Supporting Someone Through Illness

Ten Most Helpful Things

I am often asked by people is there anything I can do to help. I thought that the best way to answer that question is to create a list of the ten most helpful things people can do to help someone living with multiple illnesses and disabilities. Of course it is up to the individual as to whether they find it helpful or not, which is why the first point is so crucial. 

1 – Ask questions:  I know some people are hesitant to ask questions to a person with multiple illness and disabilities. Please don’t be afraid. It is helpful if you do ask questions. For someone with multiple illnesses they know that health challenges are a prominent feature of their life, and so they expect that you are going to be curious about their conditions and treatments, and want to ask questions. If they don’t want to talk about it they will change the subject.  

2 – Follow-up: If someone has told you that they are going to a particular doctor, or having another surgery or even just going through an even more challenging time with their health, it’s always really nice when people follow up to see how it went or how you are going. You become very tired of being the one to fill people in and keep them up to date. You’re never quite sure if people are generally interested unless they ask.  

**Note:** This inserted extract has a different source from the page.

Issue #7577, opened 2023-07-05
Compilation errors when using PMP::remove_almost_degenerate_faces with Exact_predicates_inexact_constructions_kernel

3 – Encourage the person through messages and phone calls: Encouragement to keep going and not give up is so helpful, no matter how many years one has battled with an illness. Please find out what encourages the person, and keep encouraging them, whether it is through Bible verses, links to songs, quotes, articles or even jokes. Laughter is always the best medicine. 

4 – Let people know you are praying for them:  The longer you’re sick the less people tell you that they are praying for you. They probably haven’t stopped praying for you, but they just assume that the person knows you are praying for them. Don’t assume they know you are praying for them. The person also feels less alone in this journey when you tell them you are praying for them. 

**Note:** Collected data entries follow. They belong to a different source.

PR #8060, opened 2024-03-06
Qt6: fix a bug with devicePixelRatio and picking

lrineau:
## Summary of Changes

The picking was no longer working reliably on my machine (Linux with Wayland). That was due to the handling of pixel ratio (Retina/HiDPI). On my machine I have a screen at 200% and another at 125%.

## Release Management

* Affected package(s): Polyhedron/demo


sloriot:
Successfully tested in CGAL-6.0-Ic-192

Issue #8075, opened 2024-03-16
Documentation in Triangulation package


albert-github:
In the file Triangulation/doc/Triangulation/Triangulation.txt around line 408 we have the construct:
```
hole is ``star shaped'' around 
```

and doxygen will transform this into (see Triangulation/index.html):
```
hole is `&lsquo;star shaped&rsquo;' around
```
resulting in:
![image](https://github.com/CGAL/cgal/assets/5223533/edf76952-67b5-4d04-9f38-5f00860fdfd1)

The question here is which type of quotes are intended here (as in my opinion the current output is not so nice) ?

mglisse:
The intent was probably "the same behavior as latex".

albert-github:
@mglisse thanks for the pointer so something like:

![image](https://github.com/CGAL/cgal/assets/5223533/4305f7e1-fafe-4eab-98eb-ae146203da50)

albert-github:
I've just pushed a proposed patch, pull request #8076

PR #8076, opened 2024-03-16
issue #8075 Documentation in Triangulation package

albert-github:
replace the, for doxygen and thus for the output, strange constructs with better constructs.


sloriot:
CGAL-6.0-Ic-198 output is correct.

PR #8096, opened 2024-03-26
fix dependencies

lrineau:
Fix dependencies so that Triangulation_2 is not a dependency of most of CGAL.


sloriot:

PR #8103, opened 2024-03-27
Improve information on exact nt backend

sloriot:
Add a test checking what we expect is the reality and a function to print the name of the exact backend


sloriot:

lrineau (approved):

PR #8108, opened 2024-03-28
CMake: simplify, now that C++17 is required

lrineau:


sloriot:
Successfully tested in CGAL-6.0-Ic-21[56]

5 – Listen to them: Battling multiple illnesses can be very lonely. It can also be very traumatic at times. A person with multiple illnesses may be housebound a lot of the time and have little social interaction. They may not live with anyone else or have a means of expressing to someone the difficulty of the situation they are in. Sometimes one of the most helpful things that a person can do is to just listen to them. Listen to the story. Listen to the heartache. Listen to how painful the situation is, and don’t respond with advice or compare the situation to yourself or another person, but just listen to what is being said, and offer advice only if asked. 

6 – Take the person out or go visit them: No matter how many years one has been housebound for or how many times they have been in hospital, it is always a blessing to have someone make the effort to come visit or pick you up from your home and take you out. However, some people may not be able to get out of their home, and be hesitant to invite anyone over because of the effort involved in hosting. A solution to this might be to come over and offer to cater. Furthermore, people in this situation usually have very high medical costs and for some are on a pension, so they don’t necessarily have the financial means to be going out all the time. Please consider whether you are in a position to shout them a coffee or meal. 

7 – Do something fun:  Spending your life at medical appointments and resting in between can be quite tiresome and sometimes all you feel like is a bit of fun. Find out what the person finds fun and go join them in having fun. It might be going to see a concert or simply watching a movie at their house. 

8 – Offer transportation somewhere: People with multiple illnesses may find driving themselves to be rather draining or challenging in some other way. Sometimes they may not be able to turn up to things simply because they are unable to drive at that particular moment. If you know the person would ordinarily be going to a particular thing and you are too, offer them a lift. Even if they don’t accept the offer, it will mean a lot to them that you have considered their needs and offered a lift. It can be so draining to always be the one asking for rides to places.  

9 – Offer to come to appointments with them: It has always meant so much to me to have someone come to my medical appointments. It can be really hard turning up to appointments by yourself. You don’t necessarily need someone to come into the appointment, although where appropriate it is always nice, but even having the moral support in the waiting room or on the way to and from the appointment is so helpful. 

10 – Offer to help with domestic tasks: Some people with multiple illnesses may not have qualified for funding to employ people to assist them with domestic tasks. If this is the case, it’s always helpful for people to offer to cook a meal, or help with cleaning and washing. Even if people do have formal help with domestic tasks, the people they employ can’t do everything for them, so the person may still need help with tasks around the home or even someone to take them shopping.